Exercise objective — All lines from the one including "Address the userspace" to the bottom of the entries below should be repeated exactly, both ends kept.

(Stored data entries)
"""
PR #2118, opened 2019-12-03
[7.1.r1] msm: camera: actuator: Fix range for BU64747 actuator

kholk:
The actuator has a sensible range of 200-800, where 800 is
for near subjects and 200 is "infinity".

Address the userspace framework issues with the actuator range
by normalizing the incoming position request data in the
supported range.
"""
Task result —
Address the userspace framework issues with the actuator range
by normalizing the incoming position request data in the
supported range.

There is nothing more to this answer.